Su resollar parecía el rugido de un cachorro de león.
Agravaine, que tenía el cuello dolorido, aflojó los músculos y quedó hipando en el suelo, con los ojos cerrados. Parecía que iba a morirse. Los otros quitaron a Gawain de encima, cuando aún se debatía por aferrar a su víctima y terminar la tarea.
Y es que cuando se hallaba con uno de esos negros arrebatos, Gawain no se parecía en nada a un ser humano. Más tarde llegaría a dar muerte a mujeres, al encontrarse en tal estado, aunque después lo lamentara amargamente.
Cuando la falsificada Bestia estuvo terminada, los dos caballeros la sacaron del castillo y la escondieron en una cueva, al pie de los acantilados y por encima de la línea de las mareas. Luego tomaron unos tragos de whisky, para celebrarlo, y decidieron ir en busca del rey, cuando ya anochecía.

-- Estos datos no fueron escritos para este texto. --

PR #378, opened 2018-04-12
Android ARCore Sample

lgvalle:
## Scope
This PR adds an Android ARCore sample app. The sample is a rewrite of https://github.com/google-ar/arcore-android-sdk with a few tweaks:

* Code has been converted to Kotlin
* Render management has been moved away from the main activity into it's own class `NovodaSurfaceViewRenderer` which uses several collaborators to render and visualise each of the moving parts: background, points, planes and models.
* A view strip has been added at the bottom to display debug messages
* There are classes and files copied directly from the Google code. 
  * `com.novoda.spikes.arcore.google` : this contains the code to render different models using openGL and a helper to deal with taps on the screen
  * `/assets/models` : contains the model for Andy and the plane's grid
  * `/assets/shaders`: contains several shaders used during the rendering process

## Why this sample?
This sample is not introducing new functionality over the existing Google one. The aim is to, hopefully, make the code easier to understand and follow. 
Google's sample has all the rendering logic merged together in the same method [`MainActivity.onDrawFrame()`](https://github.com/google-ar/arcore-android-sdk/blob/master/samples/hello_ar_java/app/src/main/java/com/google/ar/core/examples/java/helloar/HelloArActivity.java#L242) which makes it really hard to follow

## Removed features

There are two main features removed from this sample to make it simpler:
* Orientation detection: the app is fixed in portrait
* Light adjustments: this is completely removed, as it's a nice extra but over complicates the example

## Screenshot

device-2018-04-12-103714


ARCore/app/src/main/java/com/novoda/spikes/arcore/MainActivity.kt
```diff
@@ -0,0 +1,87 @@
...
+            if (isARCoreInstalled && CameraPermissionHelper.isCameraPermissionGranted(this@MainActivity)) {
+                createOrResumeARSession()
+            } else {
+                showMessage(message)
+            }
+        }
+    }
+
+    private fun createOrResumeARSession() {
+        if (this::arSession.isInitialized.not()) {
```
xrigau: IMO this is a bit of a smell that the `arSession` should be a nullable `var` rather than a `lateinit var`, or maybe you want to use the `by lazy` initialiser if this just needs to happen once

ARCore/app/src/main/java/com/novoda/spikes/arcore/helper/ARCoreDependenciesHelper.kt
```diff
@@ -0,0 +1,37 @@
+package com.novoda.spikes.arcore.helper
+
+import android.app.Activity
+import com.google.ar.core.ArCoreApk
+import com.google.ar.core.exceptions.*
+
+object ARCoreDependenciesHelper {
+    class Result(val isARCoreInstalled: Boolean, val message: String)
```
xrigau: This is a great case for a `sealed class` 😋 

```
sealed class Result {
  class Installed : Result
  class NotInstalled : Result
}
```

lgvalle: Updated here 27b86a31

ARCore/app/src/main/java/com/novoda/spikes/arcore/MainActivity.kt
lgvalle: Updated here 01832ffb

ARCore/app/src/main/java/com/novoda/spikes/arcore/MainActivity.kt
```diff
@@ -0,0 +1,87 @@
...
+        checkAREnvironment()
+    }
+
+    private fun checkAREnvironment() {
+        ARCoreDependenciesHelper.isARCoreIsInstalled(this).apply {
+            if (this is ARCoreDependenciesHelper.Result.Failure) {
+                showMessage(message)
+            } else if (CameraPermissionHelper.isCameraPermissionGranted(this@MainActivity)) {
+                createOrResumeARSession()
+            }
```
lgvalle: With the introduction of a sealed class to model `Result` this is not looking so good ☝️  - Is there a better way to do that?

ARCore/app/src/main/java/com/novoda/spikes/arcore/MainActivity.kt
```diff
@@ -0,0 +1,87 @@
...
+        }
+    }
+
+    private fun createOrResumeARSession() {
```
xrigau: this should be renamed to just `resumeArSession`

ARCore/app/src/main/java/com/novoda/spikes/arcore/MainActivity.kt
xrigau: hmmm usually with `sealed` classes people tend to replace `if` with `when`
this code should almost compile 😅 : (also using static imports)

```kotlin
ARCoreDependenciesHelper.isARCoreIsInstalled(this).apply {
  when (this) {
    is Failure -> showMessage(message)
    is Success && CameraPermissionHelper.isCameraPermissionGranted(this@MainActivity) -> createOrResumeARSession()
  }
}
```

ARCore/app/src/main/java/com/novoda/spikes/arcore/MainActivity.kt
xrigau: Not relevant anymore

Le hallaron en su habitación, con una pluma de ave en la diestra, escribiendo en un pergamino. No se veía poesía alguna escrita en el pergamino; tan sólo un dibujo de lo que podía interpretarse como un corazón traspasado con una flecha, y con una P y una L mayúsculas debajo, entrelazadas. El rey se sonó las narices.
- Excusadnos, Pelinor -dijo Grummore-, pero nos ha parecido oír algo raro hacia los acantilados.
- ¿Un ruido desagradable?
- Algo así…
- Ya me lo esperaba.
Sir Grummore pensó en la situación, se puso en pie y echó a un lado al sarraceno. Este y Grummore decidieron extremar el tacto.

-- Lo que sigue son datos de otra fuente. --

PR #381, opened 2018-05-01
Url proxy site for maintaining consistent friendly urls

ouchadam:
- A firebase function which reads the request path to match a key against a url in a firebase realtime database to redirect to.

- Ah, Pelinor -manifestó sir Grummore, con fingida despreocupación-, ¿qué estabais dibujando?
- ¿Qué os parece a vos?
- Parece un corazoncito.
- Eso es, justamente -repuso el rey-. Y si sois capaces de comprender las insinuaciones, me gustaría que los dos os marcharais de aquí.
- Será mejor que echéis una ojeada por ahí afuera -agregó sir Grummore.
- ¿Por dónde?
- Por ahí.
- Estimado amigo, no sé de qué me estáis hablando.

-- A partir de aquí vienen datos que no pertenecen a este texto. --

PR #383, opened 2018-05-01
Arcore with tensorflow

Dorvaryn:
This adds tensorflow object recognition. The image data is sent to tensorflow and processed. The classified label output is used to search a model on poly and that model is added to the model collection. We can then select a model and drop it in the AR world.

screenshot_20180418-162621

This PR is for review. It will be merged into a new folder once reviewed to avoid making the original sample too complex.


ARCore/app/build.gradle
```diff
@@ -18,18 +18,26 @@ android {
             proguardFiles getDefaultProguardFile('proguard-android.txt'), 'proguard-rules.pro'
         }
     }
+    aaptOptions {
+        noCompress "tflite"
```
Dorvaryn: If we compress the tensorflow models we cannot load them anymore

ARCore/app/src/main/java/com/novoda/spikes/arcore/ARClassifier.kt
```diff
@@ -0,0 +1,73 @@
...
+    private fun classifyImage(image: TextureReaderImage) {
+        if (frameModulo == 0) {
+            Thread(Runnable {
+                //use image.buffer
+                val label = classifier.classifyFrame(image)
+                Log.e(TAG, "Got result:\n$label")
+                listener.onObjectClassified(label)
+            }).start()
+        }
+        frameModulo = (frameModulo + 1) % 5
```
Dorvaryn: We only need to process every 5 frame

ARCore/app/src/main/java/com/novoda/spikes/arcore/ModelCollection.kt
```diff
@@ -0,0 +1,54 @@
...
+
+    private val assets : List<PolyAsset>
+        get() = models.keys.toList()
+    
+    var currentModel: PolyAssetRenderer? = null
+
+    private var modelModulo = 0
+
+    override fun onObjectClassified(label: String) {
+        if (wasNotAlreadySearchedFor(label) && modelModulo == 0) { //We start with a basic modulo, we could improve with a reliability based load
```
Dorvaryn: We only query the API every 30 classifications  with the last classified label. We could improve this by running a total or using the confidence value back from tensorflow. A better version would query for the most likely object once it's confident enough maybe ?

Dorvaryn:
Discussion moved to https://github.com/novoda/spikes/pull/386

PR #614, opened 2024-12-26
Quick Editor: Update the intro screen

### LINKED ISSUE #592: Quick Editor intro screen
1. replace the current initial state(To modify your Gravatar profile, you need to log in first.) with this one:

Image

2. instead of automatically opening the oauth flow, we let the user to open it via “Log in” button when there's no access token.

pinarol:
Closes https://github.com/Automattic/Gravatar-SDK-iOS/issues/592

gravatarp2 -> native-quick-editor-intro-screen-i2

### Description

Update the QuickEditor Intro screen.

Non-existing user:

<table>

  <tr>
    <td></td>
    <td></td>
  </tr>
</table>

Existing user:

<table>
  <tr>
    <td></td>
    <td></td>
  </tr>
</table>

### Testing Steps

**Test 1**

Demo app > Quick Editor 
Logout (if needed)
Open the QE
Observe: The new intro screen ☝️ (OAuth should not start immediately)
Observe: There are new fields in the profile card (pronouns, pronounciation)
Close and re-open the QE
Observe: Again, OAuth should not start immediately
Tap: Continue
Observe: OAuth starts
Cancel the OAuth flow
Close and re-open the QE
Observe: OAuth starts automatically this time

**Test 2**

Test the logged in with wrong email error (login with a different email inside OAuth and check if you see the wrong email error)

**Test 3**

Pass the OAuth successfully
Change your selected avatar
Verify that the profile view reflects the change


Sources/Gravatar/BundleInfo.swift
```diff
@@ -1,11 +1,11 @@
 import Foundation
 
-enum BundleInfo {
-    public static var sdkVersion: String? {
+package enum BundleInfo {
+    package static var sdkVersion: String? {
```
pinarol, line 4: This was not supposed to be `public` but somehow overlooked before. 
This is not a breaking change because `BundleInfo` was internal so the variables in it were not publicly reachable.

Sources/GravatarUI/SwiftUI/AvatarPicker/AvatarPickerProfileViewWrapper.swift
```diff
@@ -0,0 +1,51 @@
+import Foundation
+import SwiftUI
+
+struct AvatarPickerProfileViewWrapper: View {
```
pinarol, line 4: Extracted out from the `AvatarPickerView`

Sources/GravatarUI/SwiftUI/AvatarPicker/AvatarPickerView.swift
```diff
@@ -10,13 +10,8 @@ struct AvatarPickerView<ImageEditor: ImageEditorView>: View {
     @Environment(\.verticalSizeClass) var verticalSizeClass
     @Environment(\.horizontalSizeClass) var horizontalSizeClass
 
-    // Declare "@StateObject"s as private to prevent setting them from a
-    // memberwise initializer, which can conflict with the storage
-    // management that SwiftUI provides.
-    // https://developer.apple.com/documentation/swiftui/stateobject
-    @StateObject private var model: AvatarPickerViewModel
+    @ObservedObject var model: AvatarPickerViewModel
```
pinarol, line 13: `model` is now owned by the `QuickEditor` and observed here.

Sources/GravatarUI/SwiftUI/AvatarPicker/AvatarPickerView.swift
```diff
@@ -426,6 +413,13 @@ struct AvatarPickerView<ImageEditor: ImageEditorView>: View {
     }
 
     func notifyAvatarSelection() {
+        // Trigger the inner avatar refresh
+        model.forceRefreshAvatar = true
+        DispatchQueue.main.asyncAfter(deadline: .now() + 0.01) {
+            // Reset the flag with a small delay otherwise the system ignores the value change.
+            model.forceRefreshAvatar = false
```
pinarol, line 409: We need to set `forceRefreshAvatar` to `true` to trigger a force refresh on the avatar when the avatar selection changes. And when we are done, we need to also revert it back to `false`. This made me think we can trigger a network call based on a random taskID or something like that. But needs some changes on the `CachedAsyncImage` and `AvatarView` components and I won't tackle that in this PR.

etoledom: Maybe we can move this to the model.

The model exposes a function `refreshAvatar()` which handles the logic of setting the property.
The taskID sounds like a good idea also, but I agree any of this can be thought about and worked on a separated PR.

etoledom (approved):
Tested all the cases and it's working as expected.

Thank you! 🙏

Sources/GravatarUI/SwiftUI/AvatarPicker/AvatarPickerView.swift
pinarol: All the `notifyAvatarSelection()` calls can probably be moved to the model and unit tested. 🤔 

I thought about the taskID as a replacement for setting the flag to `true` and then to `false` consequently but I haven't thought much deeply about it. I might come up with something totally different when I dive into it...

Anyway yeah, belongs to a separate PR.

PR #615, opened 2024-12-27
Extra profile refresh for the new users

### LINKED ISSUE #612: Profile needs refreshing after the first avatar fetch on a new account
I noticed this when testing the Jetpack app
When a new user is created on the Jetpack app they don't have a Gravatar profile yet
The Gravatar profile is created first time the user fetches their avatars, even if the list is empty
But the profile view remains blank in this case
Let's refresh the profile view so the profile view doesn't remain blank

pinarol:
Closes https://github.com/Automattic/Gravatar-SDK-iOS/issues/612

### Description

Fixes the issue described in https://github.com/Automattic/Gravatar-SDK-iOS/issues/612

Sir Palomides consideró que era hora de intervenir.
- Sir Grummore -dijo-, ha observado algo raro, ¡por Júpiter!
- ¿Algún fenómeno extraño?
- Era un ser increíble -explicó sir Grummore.
- ¿Qué clase de ser? - inquirió el rey, suspicaz.
- Uno que os alegrará encontrar.
- Tiene cuatro patas -adelantó el sarraceno.
- Entonces, es un animal -dijo Pelinor, dando pruebas de gran sagacidad.
- En efecto.
- ¿Un cerdo, tal vez? - preguntó el rey, considerando que debía acabar pronto.
- No, Pelinor, no es un cerdo. Este animal hace un ruido como de sabuesos aulladores.
- Como de sesenta sabuesos -dijo Palomides.
- ¡Es una ballena! - exclamó el rey.
- No, no, Pelinor. Las ballenas no tienen patas.
- Pero hacen mucho ruido.
- ¿De verdad?
- Querido amigo, eso es algo que me imagino. ¿No podríamos aclarar un poco más la cuestión?
- Se trata, Pelinor, de algo que hemos visto cerca de los acantilados.
- ¡Por amor de Dios! - se lamentó el desdichado rey-. Me gustaría que os marchaseis o que os callarais la boca. Entre ballenas, cerdos y acantilados, ya no sé dónde estoy. ¿Por qué no me dejáis solo, haciendo mis dibujitos, de una vez por todas? ¿Sería pediros demasiado?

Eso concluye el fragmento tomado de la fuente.